INPUT DATA ->
PR #1760, opened 2019-10-08
Set clip path for map insets by default

PaulWessel:

As for gmt text, we now let gmt inset begin set a clip path so that anything extruding outside the inset panel will be clipped. This behavior can be turned off with **-N**.  Implemented with hidden parameter in the PostScript since gmt inset end needs to restore the previous clip path but does not take any options.

### DIFF
--- a/doc/rst/source/inset.rst
+++ b/doc/rst/source/inset.rst
@@ -23,6 +23,7 @@ Synopsis (begin mode)
 |-D|\ *inset-box*
 [ |-F|\ *box* ]
 [ |-M|\ *margins* ]
+[ |-N| ]
 [ |SYN_OPT-V| ]
 [ |SYN_OPT--| ]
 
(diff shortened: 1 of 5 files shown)


seisman:
This script fails with segmentation fault:
```
gmt begin inset pdf
  gmt psbasemap -R0/7/3/7 -Jx1i -B0
  gmt inset begin -DjTR+w3i/2i
    gmt plot -R0/7/3/7 -B @Table_5_11.txt -Sc0.15i -Glightgreen -Wfaint
    gmt plot @Table_5_11.txt -W1.5p,gray
    gmt plot @Table_5_11.txt -St0.15i -Gorange
  gmt inset end
gmt end show
```

seisman:
Should the ticks at north and south sides also trimmed?
image

PaulWessel:
Don't think we can.  This happens because the inset dimension and actual plot aspect ratio differs and only the E/W exceed the max panel dimensions.  Normally, users will need to use **-M** to set margins, and/or add clearance via **-F+c**.  If we wanted to clip to the map boundary inside the map inset then we would have to pass some information to the module inside the inset that sets up **-R -J** etc.   But we never clip annotations in other GMT plots (we clip other things but not annotations).  I think here we just don't want stuff to plot outside the panel dimensions.  Think you need **-M**0.75c here to make this work well.

PR #1763, opened 2019-10-09
Drop UNIX manpages

### LINKED ISSUE #1728: Drop UNIX man pages?
The UNIX man pages seem useless for most users, as now they can access the HTML version local/remote documentation via `gmt docs`. The UNIX man page format is also limited to plain text, preventing us from adding non-text elements (e.g. figures) to the manual.

Do you think we should drop the UNIX man pages?

seisman:
This PR remove all UNIX manpage stuff. Closes #1728.

The following code snippet use the `GMT_MANPAGE` macro, which seems never used and should be removed. But I'm not sure what to do here.
https://github.com/GenericMappingTools/gmt/blob/7ead9ce7af4643ef535d96cc07701735c8427f65/src/gmt_version.h.in#L51-L62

EXERCISE REQUIREMENTS ->
If a line in the entries contains "path", copy it.

ANSWER SPACE ->
Set clip path for map insets by default
As for gmt text, we now let gmt inset begin set a clip path so that anything extruding outside the inset panel will be clipped. This behavior can be turned off with **-N**.  Implemented with hidden parameter in the PostScript since gmt inset end needs to restore the previous clip path but does not take any options.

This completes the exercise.